> EXERCISE DIRECTIONS: The answer must be an exact copy of all the data below.

************

PR #735, opened 2019-11-08
feat: Add thread decorator in the exchange request and sign the exchange response with Invitation RecipientKeys

### LINKED ISSUE #676: Add thread decorator in the exchange request
"~thread": { "pthid": "<id of invitation>" },
https://github.com/hyperledger/aries-rfcs/tree/master/features/0023-did-exchange

Implement the following spec:

https://github.com/hyperledger/aries-rfcs/tree/master/features/0023-did-exchange#correlating-requests-to-invitations

### LINKED ISSUE #728: Sign response using recepientKey
As per spec we should sign exchange response using recipientKey from invitation if the flow was started from invitation. This can be done upon completing #676 that allows for correlation between exchange-request and invitation using pthid.

We also need to handle the case of implicit invitation #718

talwinder50:
closes #676 
closes #728 
 
### DIFF
--- a/pkg/client/didexchange/client_test.go
+++ b/pkg/client/didexchange/client_test.go
@@ -6,15 +6,19 @@ SPDX-License-Identifier: Apache-2.0
 package didexchange
 
 import (
+	"crypto/ed25519"
+	"crypto/rand"
 	"encoding/json"
 	"errors"
 	"fmt"
 	"testing"
 	"time"
 
+	"github.com/btcsuite/btcutil/base58"
 	"github.com/stretchr/testify/require"
 
 	"github.com/hyperledger/aries-framework-go/pkg/didcomm/common/service"
+	"github.com/hyperledger/aries-framework-go/pkg/didcomm/protocol/decorator"
 	"github.com/hyperledger/aries-framework-go/pkg/didcomm/protocol/didexchange"
 	mockprotocol "github.com/hyperledger/aries-framework-go/pkg/internal/mock/didcomm/protocol"
 	mockkms "github.com/hyperledger/aries-framework-go/pkg/internal/mock/kms"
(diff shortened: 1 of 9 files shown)


pkg/didcomm/common/service/service_test.go
```diff
@@ -9,6 +9,8 @@ package service
 import (
 	"testing"
 
+	"github.com/hyperledger/aries-framework-go/pkg/doc/did"
+
```
rolsonquadras: extra space.

pkg/didcomm/common/service/service.go
```diff
@@ -83,6 +86,23 @@ func NewDIDCommMsg(payload []byte) (*DIDCommMsg, error) {
 	return msg, nil
 }
 
+// GetPthid fetches the parent threadID from the public did document for implicit invitations
+func GetPthid(didServices []did.Service) ([]did.Service, error) {
```
rolsonquadras: function name is GetPthid (get parent thread ID), but returns did.Service. Looks like name is doesn't match the functionality.

pkg/client/didexchange/client_test.go
```diff
@@ -474,19 +475,24 @@ func TestServiceEvents(t *testing.T) {
 	newDidDoc, err := (&mockcreator.MockDIDCreator{}).Create("test")
 	require.NoError(t, err)
 
+	didService, err := service.GetPthid(newDidDoc.Service)
```
sandrask: Is there a need to expose GetPthid at service level? This looks more like private utility function.

pkg/client/didexchange/client_test.go
```diff
@@ -474,19 +475,24 @@ func TestServiceEvents(t *testing.T) {
...
+	require.NoError(t, err)
+
 	request, err := json.Marshal(
 		&didexchange.Request{
 			Type:  didexchange.RequestMsgType,
 			ID:    id,
 			Label: "test",
+			Thread: &decorator.Thread{
```
sandrask: Currently all parent thread test cases refer to public did. Test cases should be mixture of invitations and public dids. You could use invitation here since this is what our first release is about.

************

> RESULT FOR THIS TASK:
PR #735, opened 2019-11-08
feat: Add thread decorator in the exchange request and sign the exchange response with Invitation RecipientKeys

### LINKED ISSUE #676: Add thread decorator in the exchange request
"~thread": { "pthid": "<id of invitation>" },
https://github.com/hyperledger/aries-rfcs/tree/master/features/0023-did-exchange

Implement the following spec:

https://github.com/hyperledger/aries-rfcs/tree/master/features/0023-did-exchange#correlating-requests-to-invitations

### LINKED ISSUE #728: Sign response using recepientKey
As per spec we should sign exchange response using recipientKey from invitation if the flow was started from invitation. This can be done upon completing #676 that allows for correlation between exchange-request and invitation using pthid.

We also need to handle the case of implicit invitation #718

talwinder50:
closes #676 
closes #728 
 
### DIFF
--- a/pkg/client/didexchange/client_test.go
+++ b/pkg/client/didexchange/client_test.go
@@ -6,15 +6,19 @@ SPDX-License-Identifier: Apache-2.0
 package didexchange
 
 import (
+	"crypto/ed25519"
+	"crypto/rand"
 	"encoding/json"
 	"errors"
 	"fmt"
 	"testing"
 	"time"
 
+	"github.com/btcsuite/btcutil/base58"
 	"github.com/stretchr/testify/require"
 
 	"github.com/hyperledger/aries-framework-go/pkg/didcomm/common/service"
+	"github.com/hyperledger/aries-framework-go/pkg/didcomm/protocol/decorator"
 	"github.com/hyperledger/aries-framework-go/pkg/didcomm/protocol/didexchange"
 	mockprotocol "github.com/hyperledger/aries-framework-go/pkg/internal/mock/didcomm/protocol"
 	mockkms "github.com/hyperledger/aries-framework-go/pkg/internal/mock/kms"
(diff shortened: 1 of 9 files shown)


pkg/didcomm/common/service/service_test.go
```diff
@@ -9,6 +9,8 @@ package service
 import (
 	"testing"
 
+	"github.com/hyperledger/aries-framework-go/pkg/doc/did"
+
```
rolsonquadras: extra space.

pkg/didcomm/common/service/service.go
```diff
@@ -83,6 +86,23 @@ func NewDIDCommMsg(payload []byte) (*DIDCommMsg, error) {
 	return msg, nil
 }
 
+// GetPthid fetches the parent threadID from the public did document for implicit invitations
+func GetPthid(didServices []did.Service) ([]did.Service, error) {
```
rolsonquadras: function name is GetPthid (get parent thread ID), but returns did.Service. Looks like name is doesn't match the functionality.

pkg/client/didexchange/client_test.go
```diff
@@ -474,19 +475,24 @@ func TestServiceEvents(t *testing.T) {
 	newDidDoc, err := (&mockcreator.MockDIDCreator{}).Create("test")
 	require.NoError(t, err)
 
+	didService, err := service.GetPthid(newDidDoc.Service)
```
sandrask: Is there a need to expose GetPthid at service level? This looks more like private utility function.

pkg/client/didexchange/client_test.go
```diff
@@ -474,19 +475,24 @@ func TestServiceEvents(t *testing.T) {
...
+	require.NoError(t, err)
+
 	request, err := json.Marshal(
 		&didexchange.Request{
 			Type:  didexchange.RequestMsgType,
 			ID:    id,
 			Label: "test",
+			Thread: &decorator.Thread{
```
sandrask: Currently all parent thread test cases refer to public did. Test cases should be mixture of invitations and public dids. You could use invitation here since this is what our first release is about.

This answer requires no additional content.